Singaraja, koranbuleleng.com | Pemerintah Kabupaten Buleleng melalui Dinas Tenaga Kerja (Disnaker) menyiapkan langkah strategis pada tahun 2026 dengan menggelar tujuh paket pelatihan kerja. Pemerintah daerah memfokuskan mayoritas program tersebut pada pelatihan bahasa Jepang sebagai respons atas tingginya permintaan tenaga kerja ke luar negeri, khususnya ke Jepang.
Kepala Disnaker Buleleng, Putu Arimbawa menyampaikan, seluruh rangkaian pelatihan akan dipusatkan di Balai Latihan Kerja (BLK) Lovina. Dari total tujuh paket pelatihan, lima di antaranya bersumber dari Anggaran Pendapatan dan Belanja Negara (APBN), sementara dua paket lainnya didanai melalui Anggaran Pendapatan dan Belanja Daerah (APBD).
Dua pelatihan yang dibiayai APBD tersebut secara khusus diarahkan pada penguasaan bahasa Jepang. “Alasannya, peluang dan permintaan tenaga kerja ke Jepang sangat tinggi. Sepanjang tahun 2025 saja, pengiriman tenaga kerja ke Jepang mencapai sekitar 2.500 orang,” ujar Arimbawa, Jumat, 16 Januari 2026.
Arimbawa menegaskan, penguasaan bahasa Jepang menjadi kunci utama bagi calon pekerja migran. Ia menyebutkan bahwa seluruh aktivitas komunikasi kerja di Jepang menggunakan bahasa Jepang, sehingga pelatihan ini dirancang sebagai bekal dasar sebelum memasuki dunia kerja. Program pelatihan bahasa Jepang ini juga dibuka secara gratis bagi masyarakat Buleleng.
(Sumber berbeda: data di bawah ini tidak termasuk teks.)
Issue #5924, opened 2022-04-08
TableView with Picker


sretz:
### Description

After section an option in the Picker, instead of showing the selection the Label and the Picker disappear from the screen.
![image](https://user-images.githubusercontent.com/80936576/162518590-8997075f-0079-4483-b7dd-8d76b47de0e2.png)
![image](https://user-images.githubusercontent.com/80936576/162518624-63eaec39-a6a6-436a-a87d-01e66fc70eb6.png)

### Steps to Reproduce

Reproduce Project: https://github.com/sretz/Reproduce.TableViewPicker

Code:
```xml
    <TableView Intent="Settings">
        <TableRoot>
            <TableSection Title="Locations">
                <ViewCell>
                    <AbsoluteLayout>
                        <Label Text="Canon: " HorizontalOptions="Start" VerticalOptions="Center" AbsoluteLayout.LayoutBounds="0,0.5" AbsoluteLayout.LayoutFlags="PositionProportional"/>
                        <Picker x:Name="canon" HorizontalOptions="End" VerticalOptions="Center" AbsoluteLayout.LayoutBounds="1,0.5" AbsoluteLayout.LayoutFlags="PositionProportional"/>
                    </AbsoluteLayout>
                </ViewCell>
            </TableSection>
        </TableRoot>
    </TableView>
```

### Version with bug

Preview 14 (current)

### Last version that worked well

Unknown/Other

### Affected platforms

Android

### Affected platform versions

Andriod Pixel 5 - API 30 (Andriod 11)

### Did you find any workaround?

No

v-longmin:
verified the issue on 17.2.0 Preview 2.1 [32317.152.main], it's repro. Repro project:
[Reproduce.TableViewPicker-master.zip](https://github.com/dotnet/maui/files/8460566/Reproduce.TableViewPicker-master.zip)

druchti1:
This issue is affecting my app.  I have multiple pickers on multiple pages in my app.  When is this issue going to be fixed?

moraismateus:
Looking forward for a solution to it.

brian-smith723:
This affects DatePicker as well.

XamlTest:
Verified this on Visual Studio Enterprise 17.6.0 Preview 3.0. Repro on Android emulator (13.0-API 33) with below Project:
[5924.zip](https://github.com/dotnet/maui/files/11269312/5924.zip)
[...]

PR #19723, opened 2024-01-05
Fix disappearing cell issue for TableView on Android

hartez:
### Description of Change

Disables the native cell recycling mechanisms in favor of the renderer/handler reuse that's already built into .NET MAUI. Adds special casing to ensure that the behavior changes only apply to TableView; similar problems may exist in ListView, but that's beyond the scope of this change.

The native cell recycling relies on information that TableView was providing unreliably, and the old implementation of GetView() was removing cell contents from existing layouts so it could add the content to layouts it was measuring - this occasionally results in cells simply disappearing after they've been laid out. These changes clean up that implementation so that the cell content shifting no longer happens.

These changes also break down the TableView's cell creation methods for easier maintenance.

### DIFF
--- a/src/Controls/src/Core/Compatibility/Handlers/ListView/Android/EntryCellRenderer.cs
+++ b/src/Controls/src/Core/Compatibility/Handlers/ListView/Android/EntryCellRenderer.cs
@@ -13,6 +13,13 @@ namespace Microsoft.Maui.Controls.Handlers.Compatibility
 
 		protected override global::Android.Views.View GetCellCore(Cell item, global::Android.Views.View convertView, ViewGroup parent, Context context)
 		{
+			if (item?.Parent is TableView && item.Handler?.PlatformView is EntryCellView entryCellView)
+			{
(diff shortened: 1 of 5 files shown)


rmarinho:
```
/Users/builder/azdo/_work/2/s/src/Compatibility/ControlGallery/src/Issues.Shared/Github6384.cs(76,48): error CS0234: The type or namespace name 'FailsOnMauiiOSAttribute' does not exist in the namespace 'Microsoft.Maui.Controls.Compatibility.UITests' (are you missing an assembly reference?) [/Users/builder/azdo/_work/2/s/src/Compatibility/ControlGallery/test/Android.UITests/Compatibility.ControlGallery.Android.UITests.csproj]
```

trying to run ControlGallery

rmarinho (approved):

janusw:
Thanks a lot for this PR, @hartez!

Two short questions: Does it actually fix #5924? And am I right in assuming that it will be included in the next MAUI 8 release?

Pendaftaran peserta dibuka mulai 19 Januari hingga 10 Februari 2026. Masyarakat dapat melakukan pendaftaran secara langsung di BLK Lovina atau melalui platform Siap Kerja maupun media sosial resmi Disnaker Buleleng. Bagi calon peserta yang mengalami kendala pendaftaran daring, Disnaker membuka layanan bantuan langsung di BLK Lovina atau melalui nomor layanan 081233996448.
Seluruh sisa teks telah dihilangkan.